• [EXERCISE GOAL] Could you write the entries out again, exactly as they are?

>>>

PR #127, opened 2021-05-20
Fix/Remove Cloudfront instructions from prod deployment

schoinh:
Doesn't look like it's needed, plus bust-cloudfront-cache.sh doesn't exist on this repo?

### DIFF
--- a/CONTRIBUTING.md
+++ b/CONTRIBUTING.md
@@ -64,9 +64,6 @@ steps are captured in this project's Jenkinsfile and can be executed by setting 
 Automatically builds from `master`
 
 #### Production deployment
-Note: The final two steps require the AWS CLI as well as permissions on AWS to copy to the production S3 bucket and to run a Cloudfront invalidation.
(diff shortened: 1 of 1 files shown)


schoinh:
> Should we be going the other way and including the cache busting script?

Yeah, or that! 😄 The readme seemed outdated, for example the Jenkins link pointed to the CFE page (I replaced that yesterday with a URL @EricJIsaac gave me), so I wasn't sure if this was an unnecessary artifact of copy/paste or what. @meganrm Can/should we just copy over the cache busting script from the CFE repo?

schoinh:
Just looked at the [CFE script](https://github.com/allen-cell-animated/cell-feature-explorer/blob/master/scripts/bust-cloudfront-cache.sh), we need an ID specific to Simularium, so can't just copy it over from CFE. 🤷🏻‍♀️

meganrm:
I'm working on setting up the deploy through github actions. It will include the cloudfront bust in the script.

<<<

• [TASK RESPONSE]
PR #127, opened 2021-05-20
Fix/Remove Cloudfront instructions from prod deployment

schoinh:
Doesn't look like it's needed, plus bust-cloudfront-cache.sh doesn't exist on this repo?

### DIFF
--- a/CONTRIBUTING.md
+++ b/CONTRIBUTING.md
@@ -64,9 +64,6 @@ steps are captured in this project's Jenkinsfile and can be executed by setting 
 Automatically builds from `master`
 
 #### Production deployment
-Note: The final two steps require the AWS CLI as well as permissions on AWS to copy to the production S3 bucket and to run a Cloudfront invalidation.
(diff shortened: 1 of 1 files shown)


schoinh:
> Should we be going the other way and including the cache busting script?

Yeah, or that! 😄 The readme seemed outdated, for example the Jenkins link pointed to the CFE page (I replaced that yesterday with a URL @EricJIsaac gave me), so I wasn't sure if this was an unnecessary artifact of copy/paste or what. @meganrm Can/should we just copy over the cache busting script from the CFE repo?

schoinh:
Just looked at the [CFE script](https://github.com/allen-cell-animated/cell-feature-explorer/blob/master/scripts/bust-cloudfront-cache.sh), we need an ID specific to Simularium, so can't just copy it over from CFE. 🤷🏻‍♀️

meganrm:
I'm working on setting up the deploy through github actions. It will include the cloudfront bust in the script.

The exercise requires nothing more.